━━━━━ PROVIDED DATA ━━━━━
PR #1952, opened 2020-12-14
FE-1275 - Upgrade Cypress to version 6.1.0

nicklemmon:
[FE-1275](https://sparkpost.atlassian.net/browse/FE-1275)

### What Changed

- Upgrades Cypress to version 6.1.0
- Replaces uses of `should('not.be.visible')` with `should('not.exist')` in the vast majority of test cases -> [see the relevant portion of the migration guide](https://docs.cypress.io/guides/references/migration-guide.html#Non-existent-element-assertions)
- Swaps CI browser to Chrome instead of electron due to [a bug with newer versions of Cypress](https://github.com/cypress-io/cypress/issues/9208)
- As a result of ☝️ , uses `cypress/browsers` Docker image instead of generic Node image - this also allows us to remove some of the setup steps in our CI config that are handled by default with this image and helps us avoid manually installing Chrome as part of our CI pipeline
- Upgrades Review Badger to the latest release
- Changes path to Cypress artifacts when targeted for upload

### How To Test

- Verify Cypress tests continue to pass with new version of Cypress
- Verify the new version of Cypress runs locally after running `npm install`
- Verify in CircleCI that build artifacts match artifacts that are present on recent runs on the `master` branch. You can do so by comparing these two jobs:
  + https://app.circleci.com/pipelines/github/SparkPost/2web2ui/3496/workflows/338d9f2f-1f79-47b7-bb9f-a55634d021c1
  + https://app.circleci.com/pipelines/github/SparkPost/2web2ui/3443/workflows/2bfa4425-eaec-486e-8ac4-439e16deaaf2

### To Do

- [ ] Incorporate feedback


cypress/tests/integration/signals-analytics/summaryReport.spec.js
```diff
@@ -112,7 +112,7 @@ describe('Summary Report page', () => {
       });
 
       cy.findByDataId('summary-chart').within(() => {
```
nstanard, line 114: Had a failure locally - was able to change it to pass like so:

image

nicklemmon: Cool, that's super simple. Let me incorporate that.

nicklemmon:
@nstanard Ready for another pass when you have a minute. Thanks.

package.json
```diff
@@ -18,12 +18,11 @@
     "analyze": "source-map-explorer build/static/js/main.*",
     "test": "node scripts/test.js --env=jsdom --config=./jest.config.js",
     "test-ci": "CI=true npm test -- --coverage --colors --maxWorkers=2",
-    "test-cy-run": "cypress run",
```
nicklemmon, line 21: I just removed this - we weren't using it anywhere.

nstanard:
didn't actually get a chance to do another pass, but let the test suite run in the bg and found that I'm getting A LOT of local test failures that aren't happening on circleci. I'm going to pick this up first thing in the morning and make sure this wasn't a mistake on my part. It most likely was.

nicklemmon:
> didn't actually get a chance to do another pass, but let the test suite run in the bg and found that I'm getting A LOT of local test failures that aren't happening on circleci. I'm going to pick this up first thing in the morning and make sure this wasn't a mistake on my part. It most likely was.

I just ran all of the tests locally and only had two failures!

**accountSettingsPage.spec.js**
Screen Shot 2020-12-16 at 9 33 51 PM

**events/listPage.spec.js**
Screen Shot 2020-12-16 at 9 33 40 PM

Both of which pass when run in isolation. I'm thinking this is some unusual flakiness that is only encountered locally, but also only encountered when running all tests locally, possibly due to performance slowdown with Cypress itself as it runs so many tests in sequence.

Fortunately, there isn't really a great reason to run _all_ tests locally so I don't think this is really worth solving for. Sounds like you're seeing other problems than these two?

nstanard:
I have a feeling that a production build and the minification process plays a role in Cypress test results on circle vs locally. Picking this back up now that pin to dashboard is getting further to merge ready.

nstanard (approved):
Alright! My local testing is consistent with what Nick got. This all LGTM!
━━━━━
#### WHAT YOU NEED TO DO
Gather each line from the entries above that includes the word "config".

#### EXERCISE RESPONSE
- As a result of ☝️ , uses `cypress/browsers` Docker image instead of generic Node image - this also allows us to remove some of the setup steps in our CI config that are handled by default with this image and helps us avoid manually installing Chrome as part of our CI pipeline
     "test": "node scripts/test.js --env=jsdom --config=./jest.config.js",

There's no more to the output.